#### EXERCISE:
Beginning at whichever line contains "Tests pass on", reproduce each line of the records below word for word, ending with the last, and add nothing.

#### Stored data:
Issue #132, opened 2016-07-22
empty! not defined for NullableArrays


quinnj:

davidagold:
added in #135

PR #135, opened 2016-07-25
Add empty! for NullableVector

davidagold:
Address #132


ararslan:
What about for arrays that aren't one-dimensional (i.e. aren't vectors)?

davidagold:
I assume it's because there's no use in obtaining an empty higher-dim array because you can't push to it.

ararslan:
Ah yeah, good point. Looks good to me then!

PR #138, opened 2016-08-09
Add appropriate no-op convert method

davidagold:
`convert{T,N}(::Type{NullableArray}, X::NullableArray{T,N})` should be a no-op.


davidagold:
Tests pass on 0.4, 0.5, and the failure on nightly appears to be unrelated. That's good enough for me for now -- we need to tag a new version for 0.5.

PR #139, opened 2016-08-27
Add reshape(::NullableArray, shp) method

nalimilan:
Without this, the fallback ReshapedArray is used, which is unnecessarily
complex, and creates issues e.g. when trying to convert the result to an
Array{T}.

---

The interaction between `NullableArrays`, `reshape` and `convert` currently doesn't work very well. While NullableArrays.jl provides methods allowing conversion to `Array`, these do not apply to reshaped `NullableArrays`. In particular, this means one cannot reshape a `NullableVector` to a matrix in order to convert it to a `Matrix` (which is needed e.g. to build model matrices):

``` julia
julia> using NullableArrays

julia> convert(Matrix{Int}, reshape(NullableArray([1,2]), 2, 1))
ERROR: MethodError: Cannot `convert` an object of type Nullable{Int64} to an object of type Int64
This may have arisen from a call to the constructor Int64(...),
since type constructors fall back to convert methods.
 in copy!(::Base.LinearFast, ::Array{Int64,2}, ::Base.LinearFast, ::Base.ReshapedArray{Nullable{Int64},2,NullableArrays.NullableArray{Int64,1},Tuple{}}) at ./abstractarray.jl:551
 in convert(::Type{Array{Int64,2}}, ::Base.ReshapedArray{Nullable{Int64},2,NullableArrays.NullableArray{Int64,1},Tuple{}}) at ./array.jl:233

```

This PR fixes the above error.

### DIFF
--- a/src/primitives.jl
+++ b/src/primitives.jl
@@ -108,6 +108,10 @@ function Base.resize!{T}(X::NullableArray{T,1}, n::Int) # -> NullableArray{T, 1}
     return X
 end
 
+function Base.reshape(X::NullableArray, dims::Dims) # -> NullableArray
+    NullableArray(reshape(X.values, dims), reshape(X.isnull, dims))
+end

#### RESULT OF THE TASK:
Tests pass on 0.4, 0.5, and the failure on nightly appears to be unrelated. That's good enough for me for now -- we need to tag a new version for 0.5.

PR #139, opened 2016-08-27
Add reshape(::NullableArray, shp) method

nalimilan:
Without this, the fallback ReshapedArray is used, which is unnecessarily
complex, and creates issues e.g. when trying to convert the result to an
Array{T}.

---

The interaction between `NullableArrays`, `reshape` and `convert` currently doesn't work very well. While NullableArrays.jl provides methods allowing conversion to `Array`, these do not apply to reshaped `NullableArrays`. In particular, this means one cannot reshape a `NullableVector` to a matrix in order to convert it to a `Matrix` (which is needed e.g. to build model matrices):

``` julia
julia> using NullableArrays

julia> convert(Matrix{Int}, reshape(NullableArray([1,2]), 2, 1))
ERROR: MethodError: Cannot `convert` an object of type Nullable{Int64} to an object of type Int64
This may have arisen from a call to the constructor Int64(...),
since type constructors fall back to convert methods.
 in copy!(::Base.LinearFast, ::Array{Int64,2}, ::Base.LinearFast, ::Base.ReshapedArray{Nullable{Int64},2,NullableArrays.NullableArray{Int64,1},Tuple{}}) at ./abstractarray.jl:551
 in convert(::Type{Array{Int64,2}}, ::Base.ReshapedArray{Nullable{Int64},2,NullableArrays.NullableArray{Int64,1},Tuple{}}) at ./array.jl:233

```

This PR fixes the above error.

### DIFF
--- a/src/primitives.jl
+++ b/src/primitives.jl
@@ -108,6 +108,10 @@ function Base.resize!{T}(X::NullableArray{T,1}, n::Int) # -> NullableArray{T, 1}
     return X
 end
 
+function Base.reshape(X::NullableArray, dims::Dims) # -> NullableArray
+    NullableArray(reshape(X.values, dims), reshape(X.isnull, dims))
+end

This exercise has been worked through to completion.